The misconception that fights against this concept is the fallacy that we already have laws that prohibit the bribing of elected officials. This could not be further from the truth.

With the disastrous decisions made by less-than-honorable ideologues of the right wing of the Democratic Party, we have a campaign finance system that functions perfectly for an oligarchy and is diametrically opposed to democracy. This makes the next step in this movement so incredibly difficult that it would take such an impossible series of events to occur that, statistically, it would seem out of the realm of reality. On that point, I am happy to have been proven wrong.

This type of purge required someone like Lyndon Baines Johnson in the 60s. A man who became president through tragedy was re-elected in the aftermath and continued on, eventually not planning to be re-elected. A president who enjoyed a brief moment of historical shock and clarity wherein he could be swayed to incorporate some severe and long-lasting change in his party and his nation.

A similar series of events is building around us now. Simultaneously surging like the beginnings of a tsunami and fragile as a whisper on the breeze. The unprecedented support from everyday Americans donating in small amounts pushing the candidacy of Bernie Sanders, the Black Lives Matter movement speaking out as loudly as they can fighting for racial justice and equality, the massive protests fighting the system of inequity and winning a $15 per hour minimum wage for 20% of the country’s population.

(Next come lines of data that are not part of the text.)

PR #142, opened 2019-08-23
add failure collector to speech to text transform

CuriousVini:
Adding failure collector api usage to speech to text transform.

### DIFF
--- a/src/main/java/io/cdap/plugin/gcp/speech/SpeechToTextTransform.java
+++ b/src/main/java/io/cdap/plugin/gcp/speech/SpeechToTextTransform.java
@@ -32,6 +32,7 @@ import io.cdap.cdap.api.data.format.StructuredRecord;
 import io.cdap.cdap.api.data.schema.Schema;
 import io.cdap.cdap.api.plugin.PluginConfig;
 import io.cdap.cdap.etl.api.Emitter;
+import io.cdap.cdap.etl.api.FailureCollector;
 import io.cdap.cdap.etl.api.PipelineConfigurer;
 import io.cdap.cdap.etl.api.StageSubmitterContext;
 import io.cdap.cdap.etl.api.Transform;
@@ -69,14 +70,15 @@ public class SpeechToTextTransform extends Transform<StructuredRecord, Structure
   public void configurePipeline(PipelineConfigurer configurer) throws IllegalArgumentException {
     super.configurePipeline(configurer);
     Schema inputSchema = configurer.getStageConfigurer().getInputSchema();
-    config.validate(inputSchema);
+    FailureCollector collector = configurer.getStageConfigurer().getFailureCollector();
+    config.validate(inputSchema, collector);
     configurer.getStageConfigurer().setOutputSchema(getSchema(inputSchema));
   }
 
   @Override
   public void prepareRun(StageSubmitterContext context) throws Exception {
     super.prepareRun(context);
-    config.validate(context.getInputSchema());
+    config.validate(context.getInputSchema(), context.getFailureCollector());
   }
 
   @Override
@@ -140,7 +142,11 @@ public class SpeechToTextTransform extends Transform<StructuredRecord, Structure
     }
   }
 
-  private Schema getSchema(Schema inputSchema) {
+  @Nullable
+  private Schema getSchema(@Nullable Schema inputSchema) {
+    if (inputSchema == null) {
+      return null;
+    }
     List<Schema.Field> fields = new ArrayList<>();
     if (inputSchema.getFields() != null) {
       fields.addAll(inputSchema.getFields());
@@ -220,6 +226,11 @@ public class SpeechToTextTransform extends Transform<StructuredRecord, Structure
   }
 
   private static class SpeechTransformConfig extends PluginConfig {
+    private static final String NAME_AUDIOFIELD = "audiofield";
+    private static final String NAME_TRANS_PART = "transcriptionPartsField";
+    private static final String NAME_TRANS_TEXT = "transcriptionTextField";
+    private static final String NAME_RATE = "sampleRate";
+
     @Macro
     @Name("audiofield")
     @Description("Name of field containing binary audio file data")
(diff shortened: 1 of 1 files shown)


src/main/java/io/cdap/plugin/gcp/speech/SpeechToTextTransform.java
```diff
@@ -53,6 +55,11 @@
 @Name(SpeechToTextTransform.NAME)
 @Description(SpeechToTextTransform.DESCRIPTION)
 public class SpeechToTextTransform extends Transform<StructuredRecord, StructuredRecord> {
+  private static final String NAME_AUDIOFIELD = "audiofield";
```
albertshau: these fit better in the SpeechTransformConfig class

src/main/java/io/cdap/plugin/gcp/speech/SpeechToTextTransform.java
```diff
@@ -68,15 +75,16 @@
...
+    Schema inputSchema = stageConfigurer.getInputSchema();
+    config.validate(inputSchema, stageConfigurer);
     configurer.getStageConfigurer().setOutputSchema(getSchema(inputSchema));
   }
 
   @Override
   public void prepareRun(StageSubmitterContext context) throws Exception {
     super.prepareRun(context);
-    config.validate(context.getInputSchema());
+    config.validate(context.getInputSchema(), context.getFailureCollector());
```
albertshau, line 81: it seems a bit odd that here we do getFailureCollector(), but at configure time the StageConfigurer is a failure collector. What do you think about modifying the API such that PipelineConfigurer has a getFailureCollector() method?

src/main/java/io/cdap/plugin/gcp/speech/SpeechToTextTransform.java
```diff
@@ -140,7 +148,10 @@ public void destroy() {
     }
   }
 
-  private Schema getSchema(Schema inputSchema) {
+  private Schema getSchema(@Nullable Schema inputSchema) {
```
albertshau, line 146: annotate method as nullable

src/main/java/io/cdap/plugin/gcp/speech/SpeechToTextTransform.java
```diff
@@ -314,49 +325,78 @@ public String getLanguage() {
     }
 
     @Nullable
-    public Integer getSampleRate() {
+    public Integer getSampleRate() throws IllegalArgumentException {
```
albertshau: methods generally do not declare the runtime exceptions that they throw and instead just document it in the javadoc.

src/main/java/io/cdap/plugin/gcp/speech/SpeechToTextTransform.java
```diff
@@ -314,49 +325,78 @@ public String getLanguage() {
...
-        }
-        Schema.Field field = inputSchema.getField(audioFieldName);
-        Schema fieldSchema = field.getSchema();
-        Schema.Type fieldType =
-          fieldSchema.isNullable() ? fieldSchema.getNonNullable().getType() : fieldSchema.getType();
-        if (fieldType != Schema.Type.BYTES) {
-          throw new IllegalArgumentException(String.format("Field '%s' must be of type 'bytes' but is of type " +
-                                                             "'%s'.", field.getName(), fieldType));
+          collector.addFailure(
+            String.format("Field '%s' does not exists in the input schema.", audioFieldName),
```
albertshau: exists -> exist

src/main/java/io/cdap/plugin/gcp/speech/SpeechToTextTransform.java
```diff
@@ -314,49 +325,78 @@ public String getLanguage() {
...
+            String.format("Make sure field '%s' exists in the input schema.", audioFieldName))
+            .withConfigProperty(NAME_AUDIOFIELD);
+        } else {
+          Schema.Field field = inputSchema.getField(audioFieldName);
```
albertshau: it's better to get the field once, before the if-else

src/main/java/io/cdap/plugin/gcp/speech/SpeechToTextTransform.java
```diff
@@ -314,49 +325,78 @@ public String getLanguage() {
...
+          Schema fieldSchema = field.getSchema();
+          Schema.Type fieldType =
+            fieldSchema.isNullable() ? fieldSchema.getNonNullable().getType() : fieldSchema.getType();
+          if (fieldType != Schema.Type.BYTES) {
+            collector.addFailure(
+              String.format("Field '%s' must be of type 'bytes' but is of type '%s'.", field.getName(), fieldType),
```
albertshau: one thing we've run into several times with the error message is that there isn't an easy way to get a user friendly string for the schema. Here, it will use the physical type, but it's better to use the logical type if the schema has one. We should consider adding a method to the Schema class, or adding a Schemas utility class to hydrator-common for getting a display name or something.

Also, if the physical type is bytes but the logical type is decimal, we should still fail.

src/main/java/io/cdap/plugin/gcp/speech/SpeechToTextTransform.java
```diff
@@ -314,49 +325,78 @@ public String getLanguage() {
...
+            "Make sure one of 'Transcript Parts Field' or 'Transcript Text Field' are specified.")
+            .withConfigProperty(NAME_TRANS_PART).withConfigProperty(NAME_TRANS_TEXT);
         }
         Set<String> fields = inputSchema.getFields().stream().map(Schema.Field::getName).collect(Collectors.toSet());
         if (getTextField() != null && fields.contains(getTextField())) {
-          throw new IllegalArgumentException(String.format("Input schema contains given Transcription Text Field " +
-                                                             "'%s'. Please provide a different name.", getTextField()));
+          collector.addFailure(
+            String.format("Input schema contains given Transcription Text Field '%s'.", getTextField()),
+            String.format("Make sure Transcription Text Field '%s' is not in input schema.", getTextField()))
```
albertshau: in -> in the

src/main/java/io/cdap/plugin/gcp/speech/SpeechToTextTransform.java
```diff
@@ -314,49 +325,78 @@ public String getLanguage() {
...
+            .withConfigProperty(NAME_TRANS_TEXT).withInputSchemaField(getTextField(), null);
         }
         if (getPartsField() != null && fields.contains(getPartsField())) {
-          throw new IllegalArgumentException(String.format("Input schema contains given Transcription Parts Field " +
-                                                             "'%s'. Please provide a different name.",
-                                                           getPartsField()));
+          collector.addFailure(
+            String.format("Input schema contains given Transcription Parts Field '%s'.", getPartsField()),
+            String.format("Make sure Transcription Parts Field '%s' is not in input schema.", getPartsField()))
```
albertshau: in -> in the

src/main/java/io/cdap/plugin/gcp/speech/SpeechToTextTransform.java
```diff
@@ -314,49 +325,78 @@ public String getLanguage() {
...
       }
 
-      if (getSampleRate() != null && (getSampleRate() < 8000 || getSampleRate() > 48000)) {
-        throw new IllegalArgumentException("Sample Rate value must be between 8000 to 48000");
+      try {
+        Integer sampleRate = getSampleRate();
+        if (sampleRate != null && (sampleRate < 8000 || sampleRate > 48000)) {
+          collector.addFailure(
+            "Sample Rate value must be between 8000 to 48000",
+            "Make sure sample is in valid range")
```
albertshau: sample -> Sample Rate

src/main/java/io/cdap/plugin/gcp/speech/SpeechToTextTransform.java
```diff
@@ -314,49 +325,78 @@ public String getLanguage() {
...
+            .withConfigProperty(NAME_RATE);
+        }
+      } catch (IllegalArgumentException e) {
+        collector.addFailure(
+          "Sample Rate value must be a number between 8000 to 48000",
+          "Make sure sample is a number and is in valid range")
```
albertshau: same here

src/main/java/io/cdap/plugin/gcp/speech/SpeechToTextTransform.java
CuriousVini: yea makes sense.

src/main/java/io/cdap/plugin/gcp/speech/SpeechToTextTransform.java
CuriousVini: yes that should still fail. I used existing conditions as is. 
I agree that we should have a method in Schema class to provide the name of the schema type. Filed https://issues.cask.co/browse/CDAP-15788

src/main/java/io/cdap/plugin/gcp/speech/SpeechToTextTransform.java
```diff
@@ -313,50 +324,80 @@ public String getLanguage() {
...
-        Schema fieldSchema = field.getSchema();
-        Schema.Type fieldType =
-          fieldSchema.isNullable() ? fieldSchema.getNonNullable().getType() : fieldSchema.getType();
-        if (fieldType != Schema.Type.BYTES) {
-          throw new IllegalArgumentException(String.format("Field '%s' must be of type 'bytes' but is of type " +
-                                                             "'%s'.", field.getName(), fieldType));
+        if (audioFieldName != null && field == null) {
+          collector.addFailure(
+            String.format("Field '%s' does not exist in the input schema.", audioFieldName),
+            String.format("Field '%s' must exist in the input schema.", audioFieldName))
```
albertshau: This error message and corrective action is basically the same. In those situations, I think it's better to just have an error message and no corrective action, otherwise it's basically repeating the same thing.

src/main/java/io/cdap/plugin/gcp/speech/SpeechToTextTransform.java
```diff
@@ -313,50 +324,80 @@ public String getLanguage() {
...
+            "At least one of 'Transcript Parts Field' or 'Transcript Text Field' must be specified.", null)
+            .withConfigProperty(NAME_TRANS_PART).withConfigProperty(NAME_TRANS_TEXT);
         }
         Set<String> fields = inputSchema.getFields().stream().map(Schema.Field::getName).collect(Collectors.toSet());
         if (getTextField() != null && fields.contains(getTextField())) {
-          throw new IllegalArgumentException(String.format("Input schema contains given Transcription Text Field " +
-                                                             "'%s'. Please provide a different name.", getTextField()));
+          collector.addFailure(
+            String.format("Transcription Text Field '%s' exists in the input schema.", getTextField()),
+            String.format("Transcription Text Field '%s' must not exist in the input schema.", getTextField()))
```
albertshau: Specify a field that does not already exist.

src/main/java/io/cdap/plugin/gcp/speech/SpeechToTextTransform.java
```diff
@@ -313,50 +324,80 @@ public String getLanguage() {
...
+            .withConfigProperty(NAME_TRANS_TEXT).withInputSchemaField(getTextField(), null);
         }
         if (getPartsField() != null && fields.contains(getPartsField())) {
-          throw new IllegalArgumentException(String.format("Input schema contains given Transcription Parts Field " +
-                                                             "'%s'. Please provide a different name.",
-                                                           getPartsField()));
+          collector.addFailure(
+            String.format("Transcription Parts Field '%s' exists in the input schema.", getPartsField()),
+            String.format("Transcription Parts Field '%s' does not exist in the input schema.", getPartsField()))
```
albertshau: Specify a field that does not already exist.

src/main/java/io/cdap/plugin/gcp/speech/SpeechToTextTransform.java
```diff
@@ -313,50 +324,80 @@ public String getLanguage() {
...
         }
       }
 
-      if (getSampleRate() != null && (getSampleRate() < 8000 || getSampleRate() > 48000)) {
-        throw new IllegalArgumentException("Sample Rate value must be between 8000 to 48000");
+      try {
+        Integer sampleRate = getSampleRate();
+        if (sampleRate != null && (sampleRate < 8000 || sampleRate > 48000)) {
+          collector.addFailure(
+            "Sample Rate value must be between 8000 to 48000", null)
```
albertshau: between 8000 and 48000

src/main/java/io/cdap/plugin/gcp/speech/SpeechToTextTransform.java
```diff
@@ -313,50 +324,80 @@ public String getLanguage() {
...
+            .withConfigProperty(NAME_RATE);
+        }
+      } catch (IllegalArgumentException e) {
+        collector.addFailure(
+          "Sample Rate value must be a number between 8000 to 48000", null)
```
albertshau: between 8000 and 48000

albertshau (approved):
small comments otherwise lgtm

These are not victories of a generation past, these are victories of future and current-day generations, and they have both power and fragility in equal measures. They need to be supported by someone in power, someone who has the unusual circumstance combined with the rigid and unshakeable compassion of a statesman, of a leader.

There is significance in these things, in these movements. They can be as powerful and as supportive as a loyal Congress or filibuster-proof Senate, at least at the street level where we need them the most. The people who are stepping up are the representatives of their community, and they are the leaders of the future and today. 

They need a president who will agree with them, who will want to engage with them and work to solve the problems Obama couldn’t get to.